■ Task objective: Nothing but an exact repetition of the entries should appear in the answer.

■ Records for the task:
---*---
PR #305, opened 2019-06-04
ENH utils module available from civis namespace

stephen-hoover:
Import `utils` into `civis` so that users can access `civis.utils.run_job` after an `import civis` import. Many users expect this and are surprised when it's not available.


keithing:
Anything else you're planning to add to this PR? I'm happy to review.

stephen-hoover:
No, that was it. I was trying to avoid asking for review on too many PRs at once.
---*---
■ Answer box:
PR #305, opened 2019-06-04
ENH utils module available from civis namespace

stephen-hoover:
Import `utils` into `civis` so that users can access `civis.utils.run_job` after an `import civis` import. Many users expect this and are surprised when it's not available.


keithing:
Anything else you're planning to add to this PR? I'm happy to review.

stephen-hoover:
No, that was it. I was trying to avoid asking for review on too many PRs at once.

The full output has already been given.